For weeks, many Texans have been very vocal about their opinions on this controversial legislation. Yesterday, nearly 300 pro-life Tyler residents went to the capitol themselves.

I spoke with East Texas representatives on the house floor right after today's final vote. They said passing this legislation was just the beginning of what is going to be a long nationwide discussion about abortion.

Legislators were called back into the house chamber at ten this morning. Their meeting for the final vote was merely a formality, but that didn't stop those against the bill from starting a debate in hopes of amending it. After an hour, debate ended, no amendments were made, and legislators cast their votes.

One woman was dragged out of the capitol by troopers, others were escorted out.

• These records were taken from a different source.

PR #47, opened 2018-11-23
Batch code optimize

RadWolfie:
Contains:
* Migrate much as possible between D3D8 and D3D8LTCG codes into one.
  * To reduce duplicate codes as possible.
* Small fix up for 64-bit support.
   * Doesn't cover all of it and still doesn't support outside of xbox address range.
* 1 minor bug with duplicate for statements.
  * programmer bug (oops)

### DIFF
--- a/XbSymbolDatabase.c
+++ b/XbSymbolDatabase.c
@@ -125,10 +125,10 @@ const unsigned int SymbolDBListCount = OOVPA_TABLE_COUNT(SymbolDBList);
 // ******************************************************************
 // * XRefDataBase
 // ******************************************************************
-unsigned int XRefDataBase[XREF_COUNT] = { 0 }; // Reset and populated by EmuHLEIntercept
+uint32_t XRefDataBase[XREF_COUNT] = { 0 }; // Reset and populated by EmuHLEIntercept
 
 bool bXRefFirstPass; // For search speed optimization, set in XbSymbolScan, read in XbSymbolLocateFunction
-unsigned int UnResolvedXRefs = XREF_COUNT;
+uint32_t UnResolvedXRefs = XREF_COUNT;
 
 
 // ******************************************************************
@@ -152,6 +152,7 @@ void XbSymbolSetOutputMessage(xb_output_message_t message_func)
 {
     output_func = message_func;
 }
+
 void XbSymbolOutputMessage(xb_output_message mFlag, const char* message) {
     if (output_func != 0) {
         output_func(mFlag, message);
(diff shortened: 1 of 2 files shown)


XbSymbolDatabase.c
```diff
@@ -971,15 +971,12 @@ bool XbSymbolScan(void* xbeData, xb_symbol_register_t register_func)
         bool bDSoundLibHeader = false;
 
         // Verify if title do contain DirectSound library section.
-        for (unsigned int v = 0; v < pXbeHeader->dwSections; v++) {
+        for (uint32_t v = 0; v < pXbeHeader->dwSections; v++) {
```
JayFoxRox: should stick to `unsigned int` here. It's guaranteed to be large enough but gives the compiler more options to work with.

XbSymbolDatabase.c
```diff
@@ -305,8 +306,8 @@ bool CompareOOVPAToAddress(OOVPA *Oovpa, uint32_t cur)
 
 // locate the given function, searching within lower and upper bounds
 uint32_t XbSymbolLocateFunction(OOVPA *Oovpa,
-                                uint32_t lower,
-                                uint32_t upper)
+                                size_t lower,
+                                size_t upper)
```
JayFoxRox: Not sure if `size_t` is such a great choice:

If this is C99+ anyway, then we have stdint, which provided `uintptr_t` for an integer large enough to hold a pointer.

However, for user-facing APIs, this should be using `void*` (also available pre-C99) for host addresses; and `uint32_t` (or a `typedef` of such) for Xbox addresses.

RadWolfie: Hmm... I don't see uintptr_t in stdint header file from Window's end. However, I do find it in vadefs.h header file.

uintptr_t seems to be what I was originally looking for both 32 and 64 bit memory range compatible. I'll replace it soon.

XbSymbolDatabase.c
RadWolfie: Okay, I'm usually habit with size bound to avoid screwing up the uneven size problem in the past.

RadWolfie:
No more additions to this pull request. I have another branch ready for another pull request.

RadWolfie:
Typedef of xbaddr or hwaddr should be done in separate pull request, I understand what you were saying.

I will review about void* later. Currently, the code does not affect unaligned size between 32 and 64 bit program.

RadWolfie:
> @JayFoxRox However, for user-facing APIs, this should be using void* (also available pre-C99) for host addresses; and uint32_t (or a typedef of such) for Xbox addresses.

For scanning process, void* type can't be used due to increment/decrement usage. Honestly, it's better off with uintptr_t type to make things easier. Passing down the pointer of host memory from front-end can remain as-is.

> @PatrickvL Anything related to host pointers can be declared using "{type}*" or "void*" just fine.

I'm sure it apply the same to above response.

Beside, I don't believe there is any side effect just for using uintptr_t type internally.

Heightened security has become the norm all over the capitol grounds. East Texas Representative Bryan Hughes said the bill that passed today is the most important he's worked on.

"We deeply respect the woman's right to control her own body, but we also recognize that with the little unborn child, inside her, that's another human body and we have to love both and respect both," Hughes said. "I and many others believe that the state of Texas does have a duty, a responsibility, to protect that person who has not yet been born, who cannot speak for his or herself," he said.

Representative Matt Schaefer says the issue of abortion is something society will continue to grapple with--- but he says the hundreds of East Texans who traveled to the capitol and even those who didn't-- played an important role in the political process.

"To the East Texans that posted Facebook messages, that sent emails, that came to the capitol, your voice was heard-- it mattered. Leadership in Austin saw that. The people of Texas saw that," Schaefer said.

Public involvement at the capitol has been nonstop for about three weeks now. Even after the final vote, the opposition continues to protect outside and rallying the hallways.

But not everyone with a message considered themselves protestors.

Seth Capps of Carthage and other East Texans saw the crowds at the capitol as an opportunity for their ministry.

"God loves those children more than we could ever imagine; that's why we're preaching the gospel," Capps said.

He says they'd rather not be shouting, because to many they sound angry, but their amps and microphones aren't allowed on the capitol grounds.

"More than anything else, we're just out here to share the Gospel of Christ."

Thousands of people have come to the capitol to play their own role in the debate of this specific bill, and there's no doubt that regardless of what happens to the bill next, many voices have been heard.